TLOU:  Yeah.  I would say mobilization of civil society is very important because they are the ones who are seen as, you know, the watch dog.  And they are the ones who really know what is happening within the communities well enough to be able to advocate what they think would be able to work.

But at the same time, we have to be aware that civil society needs to be capacitated.  Sometimes we talk in civil society that we need, you know, for them to be able to have that capacity to articulate their needs, to do research and to come up with possible interventions because without that and that kind of funding, then it's -- they're not that effective.

GARRETT:  You told me yesterday that when you were first minister of Health in Botswana, I think you said there were only two of you that were women who were ministers of Health for all of Sub-Saharan Africa at the time and that part of the answer to her question might have been how difficult it was for you to just mobilize the male ministers of health around the issue.

TLOU:  It was.  It was horrible.  (Laughter.)  No, there were seven of us of the 53 -- there were only seven.  And of course, of the seven, then you think who's agenda (away ?), you know.  So that then, of course, left like two.
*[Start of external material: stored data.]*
PR #2361, opened 2017-05-19
arxiv: re-download PDF if splash page

### LINKED ISSUE #2360: We should handle arXiv splash pages
See: https://sentry.cern.ch/inspire-sentry/inspire-labs/group/822222/

The actual data fetched was of type `.html.gz` (instead of PDF) and contained:
```html
[...]
<h1>PDF for <a href="http://arxiv.org/abs/1705.06383">1705.06383</a></h1>
<h2>We are now attempting to automatically create some PDF from the article's source.</h2>
<p>...this may take a little time.</p>

<p>For convenience, your browser has been asked to automatically
<a href="/pdf/1705.06383">reload this URL</a> in 10 seconds.</p>

<p>With some very old browsers you may need to manually reload. If you do 
this, you are <i>strongly</i> advised to wait the recommended 10 seconds: 
multiple rapid-fire requests could result in an errant trigger of our
<a href="http://arxiv.org/help/robots">rampaging robot</a> alert.</p>

<h2>What's happening?</h2>
[...]
```

The download from arXiv should check for this situation and sleep and retry few times more.

cc: @jacquerie

kaplun:
* Re-downloads a PDF from arXiv in case the served file is not really
  a PDF (most likely it's the usual arXiv splash page).
  (closes #2360)


inspirehep/modules/workflows/tasks/arxiv.py
```diff
@@ -71,7 +74,15 @@ def arxiv_fulltext_download(obj, eng):
...
     if pdf:
-        obj.log.info('PDF retrieved from arXiv for %s', arxiv_id)
+        if pdf.get_version().mimetype == 'application/pdf':
+            obj.log.info('PDF retrieved from arXiv for %s', arxiv_id)
+        else:
+            # We need to delete the failed PDF
+            del obj['files'][filename]
+            pdf.delete()
+            obj.log.warning('PDF retrieved from arXiv for %s', arxiv_id)
+            raise RuntimeError("PDF from arXiv for {arxiv_id} isn't yet ready".format(
```
jacquerie: Instead of generating a synthetic `RuntimeError` I think you can use [`on_predicate`](https://github.com/litl/backoff#backoffon_predicate).

jacquerie: BTW I think that this kind of exception message will generate one distinct unclustered message on Sentry, which is less than ideal.

inspirehep/modules/workflows/tasks/arxiv.py
```diff
@@ -71,7 +74,15 @@ def arxiv_fulltext_download(obj, eng):
...
 
     if pdf:
-        obj.log.info('PDF retrieved from arXiv for %s', arxiv_id)
+        if pdf.get_version().mimetype == 'application/pdf':
+            obj.log.info('PDF retrieved from arXiv for %s', arxiv_id)
+        else:
+            # We need to delete the failed PDF
+            del obj['files'][filename]
+            pdf.delete()
+            obj.log.warning('PDF retrieved from arXiv for %s', arxiv_id)
```
jmartinm: The message on this warning is the same as above, is that correct?

inspirehep/modules/workflows/tasks/arxiv.py
kaplun: If I use the predicate though I would need to clean up `obj['files'][filename]` at the beginning of every call.

kaplun: > BTW I think that this kind of exception message will generate one distinct unclustered message on Sentry per failure.

You mean after the 5th time when it's no longer captured, right?

inspirehep/modules/workflows/tasks/arxiv.py
kaplun: Yeah.

inspirehep/modules/workflows/tasks/arxiv.py
jacquerie: No, every single time.

kaplun: Mmh. @jacquerie using the predicate wouldn't make it any more readable because:
* I would have to always delete potential previously downloaded PDFs
* I wouldn't have to check if the last PDF is good or not. It would simply not repeat the download and leave the dangling broken data.

kaplun: > BTW I think that this kind of exception message will generate one distinct unclustered message on Sentry per failure.

But it's not possible to aggregate per exception, can I? I can aggregate log messages, but what about exceptions?

kaplun: Sentry should actually be able to aggregate per exception, regardless of the value, when there is a stacktrace: https://docs.sentry.io/learn/rollups/#grouping-by-stacktrace

kaplun: Given all the above, I believe the code is better like this with an exception. Maybe a better one than Runtime?

kaplun:
Yeah. As usual this is quite tricky to test. I can do it in unit test, for as much worth as they value.

kaplun:
My only issue with testing this, is that I will have to mock precisely the tricky aspect on invenio-files. Hence I won't really test much. If I screwed my interpretation of invenio-files, tests will still pass. (Now the code I wrote was thanks to introspection during live session, so hopefully I have not screwed my interpretation of invenio-files).

tests/unit/helpers/mocks.py
```diff
@@ -54,8 +54,9 @@ def __init__(self, *args, **kwargs):
 
 
 class MockFiles(object):
-    def __init__(self, data):
+    def __init__(self, data, mimetype='application/pdf'):
```
kaplun: This additional parameter is hack to personalize the behavior of the whole hierarchy.

jacquerie: I don't  like this. It's a responsibility of a `MockFileObject` to know its own default `mimetype`, not the class above it...

inspirehep/modules/workflows/tasks/arxiv.py
```diff
@@ -71,7 +74,15 @@ def arxiv_fulltext_download(obj, eng):
     )
 
     if pdf:
-        obj.log.info('PDF retrieved from arXiv for %s', arxiv_id)
+        if pdf.get_version().mimetype == 'application/pdf':
+            obj.log.info('PDF retrieved from arXiv for %s', arxiv_id)
+        else:
+            # We need to delete the failed PDF
+            del obj.files[filename]
+            pdf.delete()
```
jacquerie: Why do you need to do both? What happens if you only do the second?

inspirehep/modules/workflows/tasks/arxiv.py
```diff
@@ -71,7 +74,15 @@ def arxiv_fulltext_download(obj, eng):
     )
 
     if pdf:
-        obj.log.info('PDF retrieved from arXiv for %s', arxiv_id)
+        if pdf.get_version().mimetype == 'application/pdf':
+            obj.log.info('PDF retrieved from arXiv for %s', arxiv_id)
+        else:
+            # We need to delete the failed PDF
```
jacquerie: Yeah, but why?

inspirehep/modules/workflows/tasks/arxiv.py
```diff
@@ -71,7 +74,15 @@ def arxiv_fulltext_download(obj, eng):
...
+            del obj.files[filename]
+            pdf.delete()
+            warning_message = "PDF from arXiv for %s isn't yet ready"
+            obj.log.warning(warning_message, arxiv_id)
+            raise RuntimeError(warning_message % arxiv_id)
```
jacquerie: I think it's time to introduce the `WorkflowsTaskError` I was thinking of introducing in my last PR. It's certainly more expressive than a RuntimeError. BTW, does `backoff` respect inheritance?

inspirehep/modules/workflows/tasks/arxiv.py
```diff
@@ -28,6 +28,8 @@
 import re
 from functools import wraps
 
+import backoff
+
```
jacquerie: Nit: no space here.

inspirehep/modules/workflows/tasks/arxiv.py
kaplun: I'd say better safe then sorry. My head was exploding in trying to understand the what would happen in plainly overriding. Doing both is anyway not wrong.

tests/unit/helpers/mocks.py
kaplun: Yeah, but `MockFileObject` are instantiated indirectly down the road... how can I pass them this information otherwise?

Why it has to be complex to test :cry: ?

inspirehep/modules/workflows/tasks/arxiv.py
kaplun: What inheritance are you referring to?

jacquerie: I mean, if you define a `backoff` on `RuntimeError`, will it also work on an error that inherits from `RuntimeError`?

jacquerie: Yeah, it does (just tested it locally).

kaplun:
@jacquerie I think I have addressed all your requests

kaplun:
(sorry missing file in the commit)

tests/unit/workflows/test_workflows_tasks_arxiv.py
```diff
@@ -82,6 +83,37 @@ def test_arxiv_fulltext_download_logs_on_success():
 
 
 @pytest.mark.httpretty
+def test_arxiv_fulltext_download_not_ready():
```
jacquerie: Let's make it a real sentence: `test_arxiv_fulltext_download_retries_when_fulltext_is_not_ready`

tests/unit/workflows/test_workflows_tasks_arxiv.py
```diff
@@ -82,6 +83,37 @@ def test_arxiv_fulltext_download_logs_on_success():
...
+    httpretty.register_uri(
+        httpretty.GET, 'http://export.arxiv.org/pdf/1605.03844',
+        body=pkg_resources.resource_string(
+            __name__, os.path.join('fixtures', 'notreadyblob.gz')))
```
jacquerie: In order to prove the point of _retrying_ we can in fact provide two responses: the first one fails, the second one works.

kaplun:
@jacquerie we agree you are taking over this PR, right? :)

jacquerie:
> we agree you are taking over this PR, right? :)

Yes! I was pointing out stuff you (or anyone who reads my emails) might find interesting.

The rest could have cared less, you know. 

So I became the chairperson of the African Union Ministers of Health.  And the first thing I decided to do was I'm calling a conference in Botswana, and we are going to look at sexual and reproductive health, come up with a framework.  Next day in Maputo, we're coming up with a plan of action.  I thought it would be simple.  (Inaudible) -- we can't bear.

And the first thing, those men have never heard of Beijing or ICPD.  So it starts to be a learning thing.  And you are teaching people who don't want to know anyway.  But we managed to come up with a framework document of course, because a lot of the officials were very much, you know, into it.  In Maputo, I mean, some of them were saying yeah, but abortion -- it's like in my country, we can't even mention the word "abortion."  I said yeah, in a lot of countries, but let's go to what, you know, Beijing platform for action says.  And that language -- (inaudible).

And under no circumstances must abortion be made a form of birth control. But countries need to review their laws because in the ultimate, we do know that quite a certain percentage of women are killed by unsafe abortions.  So we did try to adopt.  I don't know how I managed that because in there we had men from, you know, quite a lot of -- (inaudible) -- religions that you know would not really want to handle that.  But we do have those two documents.  Whether then they'll be implemented, of course, is a different story.  But at least we're hoping that where the grassroots organizations are well aware, they can hold them accountable to say look, in 2007, this is -- (inaudible) -- are going to do.

GARRETT:  Nils.

DAULAIRE:  Let me add one thing.  This needs to be clearly highlighted as one of the great moral and political issues of our time.  It's not a women's issue. And what's problematic is the number of men who sort of write it off that way. Look around this room.  What are we at?  Ninety percent women who are here today. I'm delighted that my hero Allan is here and that Brian is here.  This ought to be an issue for everybody.  And we need to reach out to the men as well as the women because it needs to be on everybody's agenda.

GARRETT:  Well, if nothing else, even if the women are not valued, the child of a dead mother has a 75 percent greater probability of itself dying in the first year of life.  So even if this simply boils down to the male offspring of the dead mother, it ought to be an issue. 

We have only -- I can see the clock -- one minute.  Do I have -- how much time?  I can't see the -- oh, it's 11.  Oops! 

So unfortunately, can't take more questions in this session.  However, we have two more opportunities for all of you to forward your comments.  And we're not going to take a break.  We're going to simply switch our presider and our participant group and ask you all to quietly remain in your seats.

And I want to thank our panelists and give them a good round of applause.